The biggest code change we've made is to improve how the ORB reads incoming messages using NIO. Until recently the ORB read each individual GIOP message using two read calls: the first call always read 12 bytes (the size of the fixed GIOP header). This header contains the length of the rest of the message, which was the second call. If most messages are large, this isn't too bad, but in fact most messages the ORB handles in SpecJ are fairly small (around 100-200 bytes each). For 200 byte messages, we could fit 20 in a single 4K message buffer. Reading 20 messages used to take 40 read calls. Because SpecJ is a throughput oriented benchmark, it sends a lot of message to the App Server concurrently. This results in some accumulation of GIOP Request messages in the ORB.

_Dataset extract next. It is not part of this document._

PR #3453, opened 2024-08-01
python-html2text: update to 2024.2.26

dikel:
**Summary**

- Updates `python-html2text` to 2024.2.26 and adds homepage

A large improvement in read efficiency is possible if the ORB reads everything that is available from the connection in a single read call. We have a microbenchmark that simulates the ORB usage in SpecJ. This benchmark shows that we can typically read 10 or so small messages in a single read. Clearly this is much more efficient. The savings comes from a reduced number of system calls, as well as a reduction in the number of context switches to read the messages. The read optimization and other improvements have led to about a 70% improvement in the ORB throughput, and a noticeable impact on the SpecJ score.

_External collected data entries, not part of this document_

PR #3460, opened 2024-08-03
libzen: add homepage

A108384:
**Summary**
- Add homepage to package.yml

**Test Plan**
- [x] Rebuild package
- [x] Copy new package to local repository
- [x] Rebuild and install MediaInfo package against local.  MediaInfo is a main user of libzen
- [x] Successfully run and view media tags via MediaInfo

**Checklist**


algent-al (approved):
LGTM, thanks!

PR #3462, opened 2024-08-03
noto-sans-ttf: Update to 24.8.1

Staudey:
**Summary**

Full commit log available [here](https://github.com/notofonts/notofonts.github.io/compare/noto-monthly-release-24.7.1...noto-monthly-release-24.8.1)

**Test Plan**
- Checked everything looked alright in my DE where Noto Sans is set as system font
- Wrote some text with Noto Sans and Noto Serif in LibreOffice Writer 

**Checklist**


algent-al (approved):
LGTM, thanks!

PR #3463, opened 2024-08-03
python-inflection: Add homepage

dikel:
**Summary**

Adds homepage to `python-inflection`

**Test Plan**

- Checked homepage was added

**Checklist**


algent-al (approved):
LGTM, thanks!

PR #9610, opened 2026-07-14
yosys: Fix package build

infinitymdm:
**Summary**

Fix yosys build by restoring `networking`

**Test Plan**

Synthesize a small FPGA design

**Checklist**


HarveyDevel (changes requested):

There are a number of smaller performance improvements as well:
- doPrivileged calls are necessary when there is a non-null SecurityManager in the app server. The ORB has been modified to only call doPrivileged if the SecurityManager is not null.
- A very common operation in the ORB is to determine whether or not a particular operation is targeted to an EJB instance or not. This has been improved, but the current cost of two string comparisons is still noticeable in the benchmarks. We plan further improvements here.
- Some ORB features are never used for RMI-IIOP in the app server, primarily features for backward compatibility. We now have an isAppServerMode flag which can be used to reduce the cost of such features (such as support for stream format version 1).
- The ORB uses generated exception wrapper methods to handle all throwing of system exceptions and the associated logger calls. Many improvements have been made here to reduce the cost of obtaining the appropriate log wrapper instance. The final solution is to generate an interface with a method for each possible log wrapper, and an implementation of this interface that lazily initializes the log wrapper instance on the first call.
There are also many improvements that involve caching of the results of data transformations. For example, the Object key must be marshalled on every request from the client, and unmarshalled on every request in the server. Caching the mapping between the marshalled
and unmarshalled form saves a lot of time on each request, in the common case where many requests are made on the same object reference.
More work is planned for performance improvements. I'll discuss some of this in a later post.